Woven into the rollicking narrative of Ragtime are the dawn of the movies and the roots of the American labour movement, tabloid journalism and women's rights.

Victimisation

The central plot involves the violent retribution taken by a black musician against a society that has left him without redress for his heinous victimisation. The events described never took place, but they contribute to Doctorow’s foreshadowing of racial conflict as one the great cultural themes of 20th century American life.

In Billy Bathgate, a Depression-era Bronx teenager is seduced by the pleasures of lawlessness when he is engaged as an errand boy by the gangster Dutch Schultz, who is about to go on trial for tax evasion; it is not an allegory but, published in 1989, as the "greed is good" decade of the 1980s came to a close, the novel makes plain that Schultz's corrupt entrepreneurism is of a piece with the avaricious manipulations of white-collar financiers, forerunners of a Wall Street run amok.

Most of Doctorow's historical explorations involved New York and its environs, including Loon Lake (1980), the tale of a 1930s drifter; Lives of the Poets (1984), a novella and six stories that collectively depict the mind of a writer who has, during the 1970s, succumbed to midlife ennui; and The Waterworks (1994), a dark mystery set in Manhattan in the 1870s, involving a journalist who vanishes and an evil scientist.

More recently, in City of God (2000), Doctorow wrote about three characters and the search for faith in a cacophonous and especially hazardous age, using contemporary Manhattan as a backdrop. And in Homer and Langley (2009), he created a tour of 20th-century history from the perspective of a blind man, Homer Collyer, a highly fictionalised rendering of one of two eccentric New York brothers who became notorious after their deaths for their obsessive hoarding.

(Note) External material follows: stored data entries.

PR #3238, opened 2022-06-10
Calling inspect script properly in strict

ktsakalozos:
Be able to call `microk8s.inspect` (with dot) in the strict snap.


berkayoz (approved):
LGTM!

PR #3239, opened 2022-06-10
Inspect command to work on both strict and classic

ktsakalozos:
#### Summary
With this PR the inspect script should work as is in both stric and classic. There are a few "if is_strict" branches in the inspect script and minor fixes in the wrappers calling the inspection script. Also there should not be any denials thrown anymore.

#### Changes
- "if is_strict" branches in the inspect script
- updates in the wrappers calling the inspection script.

#### Testing
Manual testing. Build the strict and classic snap, install it and call the inspection command.


berkayoz (approved):
LGTM!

The March (2005) was Doctorow's furthest reach back into history, and dealt with the destructive and decisive civil war campaign of Gen William T Sherman – the capture of Atlanta and the so-called march to the sea – with a plethora of characters. Black and white, wealthy and wanting, military and civilian, sympathetic and repugnant, they describe a veritable representation of the American people.

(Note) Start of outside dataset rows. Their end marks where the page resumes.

PR #826, opened 2024-09-19
Get local mode working 1/n

eric-anderson:
Working for a few unit tests (file writer), examples (html_ingest, ndd_debug), and notebooks (default-prep-script).
* Update the file writers to work in local mode
* Refactor the code for the database writers to remove duplicate lines.
* Refactor infer_fs so we can use it in multiple places and a variant that will cross check that the user specified fs and the inferred one are the same, in which case we use the inferred path to be more similar to ray.
* Add constants for exec mode to sycamore namespace. Remove materialize constants from default imports.
* Add materialize in a bunch of places to speed up execution.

Edgar Lawrence Doctorow was born in the Bronx in 1931. His grandparents were Jewish immigrants from Russia. His father, David, sold musical instruments and his mother, Rose, played the piano.

Great minds

As he grew up, he said, “I was a beneficiary of the incredible energies of European emigres in every field – all those great minds hounded out of Europe by Hitler. They brought enormous sophistication to literary criticism, philosophy, science, music. I was very lucky to be a New Yorker.”

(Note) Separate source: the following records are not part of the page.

PR #832, opened 2024-09-20
Sundry improvements while using luna in a customer.

eric-anderson:
setup.sh: Remove the , that was added. We need the , to get multiple simultaneous installs in a single bunch, and need to remove it for the script.

.force_directory_creation: Empty file to make sure the cache_dir exists to allow running the container

configuration.py: Change the way we hook a custom client into the query ui -- the existing approach
  was fragile. If the API for specifying the custom client changes, we want people to get a git
  conflict when they try to merge because they probably have to adjust how they configure the
  client. By always running the code we can be sure that it parses, it was very easy to have a bug
  in parsing cause it to not work. For example, the sample file had the wrong function name. Remove
  some parameters that are not useful, a custom client can't take an llm because it would not be able
  to replace the llm with whatever customization is needed. Similarly os_client_args don't make sense
  because the customization may have to specify those values. Luckily nothing used those parameters.
  Add an example of how to use the configuration to override things -- we should eventually add for
  overriding, but it probably makes sense to only do that for the query-demo UI since query-ui is
  mostly obsolete now.

test_configuration.py: Make sure that if people are changing stuff they intend it.

simple_ntsb.py: plan.show() no longer works, remove it.

client.py: Add documentation on the rules for overriding parameters, and have the assertions
  point people at that documentation. I had to read the code to understand the existing assertion messages.
  I think the text_embedder is also needed if you specify opensearch so document that as well.
  Fix bug where not specifying os_client_args in the context, but specifying the llm didn't work.

### DIFF
--- a/.github/workflows/testing.yml
+++ b/.github/workflows/testing.yml
@@ -73,6 +73,9 @@ jobs:
       - name: Run more tests
         run: poetry run python sycamore/tests/manual/test_fast_sycamore_import.py
         working-directory: lib/sycamore
+      - name: Run query-ui test
+        run: poetry run bash -c 'cd ../../apps/query-ui && PYTHONPATH=. pytest .'
+        working-directory: lib/sycamore
       - name: DF-6
         run: df
 
--- a/.github/workflows/testing.yml
+++ b/.github/workflows/testing.yml
@@ -74,7 +74,8 @@ jobs:
         run: poetry run python sycamore/tests/manual/test_fast_sycamore_import.py
         working-directory: lib/sycamore
       - name: Run query-ui test
-        run: poetry run bash -c 'cd ../../apps/query-ui && PYTHONPATH=. pytest .'
+        run: poetry run bash -c 'cd ../../apps/query-ui/queryui && PYTHONPATH=. pytest .'
+        # run here because that's where the poetry venv is set up.
         working-directory: lib/sycamore
       - name: DF-6
         run: df
--- a/apps/query-ui/queryui/test_configuration.py
+++ b/apps/query-ui/queryui/test_configuration.py
@@ -7,4 +7,4 @@ def test_configuration_sha():
         sha = sha256(bytes).hexdigest()
         # If the change was intentional, update the hash
         # Think about whether you have to make the change since everyone with a custom config will need to update it
-        assert sha == "c8805d3e9a641a6e29a947e179a8eb7441567ecbbc238bc7a39c8ea2e2c811cf", f"hash mismatch got {sha}"
+        assert sha == "1c12bf1d3437a494d24910bf2073b7461ac6dfa4c37c25d9929878fc35be9d40", f"hash mismatch got {sha}"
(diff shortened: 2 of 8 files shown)


.github/workflows/testing.yml
```diff
@@ -73,6 +73,9 @@ jobs:
       - name: Run more tests
         run: poetry run python sycamore/tests/manual/test_fast_sycamore_import.py
         working-directory: lib/sycamore
+      - name: Run query-ui test
+        run: poetry run bash -c 'cd ../../apps/query-ui && PYTHONPATH=. pytest .'
+        working-directory: lib/sycamore
```
mdwelsh, line 78: Why not just set `working-directory` to `apps/query-ui` and then do `poetry run pytest .` ?

apps/query-ui/queryui/test_configuration.py
```diff
@@ -0,0 +1,10 @@
+def test_configuration_sha():
+    from hashlib import sha256
+    import configuration
+
+    with open(configuration.__file__, "rb") as f:
+        bytes = f.read()
+        sha = sha256(bytes).hexdigest()
+        # If the change was intentional, update the hash
+        # Think about whether you have to make the change since everyone with a custom config will need to update it
+        assert sha == "c8805d3e9a641a6e29a947e179a8eb7441567ecbbc238bc7a39c8ea2e2c811cf", f"hash mismatch got {sha}"
```
mdwelsh, line 10: This seems kind of odd to me. Why is this API so brittle that we need an explicit test to prevent people from changing this file? Or is this just to prevent accidental modifications to the file from being checked in? If the latter, we should not instruct people to be modifying that file to customize the client; they should use some other mechanism, like creating their own client file.

lib/sycamore/sycamore/query/client.py
```diff
@@ -100,6 +100,18 @@ class SycamoreQueryClient:
         os_config (optional): OpenSearch configuration. Defaults to DEFAULT_OS_CONFIG.
         os_client_args (optional): OpenSearch client arguments. Defaults to DEFAULT_OS_CLIENT_ARGS.
         trace_dir (optional): Directory to write query execution trace.
+
+    Notes:
+        If you override the context. You cannot override the s3_cache_path or os_client_args; you need
```
mdwelsh, line 105:
```suggestion
        If you override the context, you cannot override the s3_cache_path or os_client_args; you need
```

mdwelsh, line 105: This seems a little confusing. Maybe we should just get rid of these parameters and require a custom context being passed in if any of these parameters needs to be modified.

.github/workflows/testing.yml
eric-anderson: Because the poetry environment is in lib/sycamore.  Look at the install-sycamore step above.

apps/query-ui/queryui/test_configuration.py
eric-anderson: Lets meet and discuss.

lib/sycamore/sycamore/query/client.py
eric-anderson: I agree, but I didn't want to break existing code.

eric-anderson: Done.

mdwelsh (approved):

He was named for Edgar Allan Poe, a favourite of his father’s. “Actually, he liked a lot of bad writers, but Poe was our greatest bad writer, so I take some consolation from that,” Doctorow said in 2008. He remembered asking his mother in her old age: “Do you and Dad know you named me after a drug-addicted, alcoholic delusional paranoid with strong necrophiliac tendencies?’ and she said, ‘Edgar, that’s not funny.’”

Doctorow studied with the poet and critic John Crowe Ransom at Kenyon College in Ohio, then at Columbia, where he met his future wife, Helen Setzer.

Doctorow’s political views (he described himself as “a leftist, but of the pragmatic social democratic left – the humanist left that’s wary of ideological fervor”) were often apparent in his fiction and led to his being characterised as a political novelist as often as he was called an historical one.

Several of Doctorow's novels were adapted for the screen, notably The Book of Daniel, as simply Daniel, with Timothy Hutton), Ragtime, featuring James Cagney in his final role, and Billy Bathgate, starring Dustin Hoffman as Dutch Schultz.

He is survived by Helen, and by his son, Richard, and daughters, Jenny and Caroline.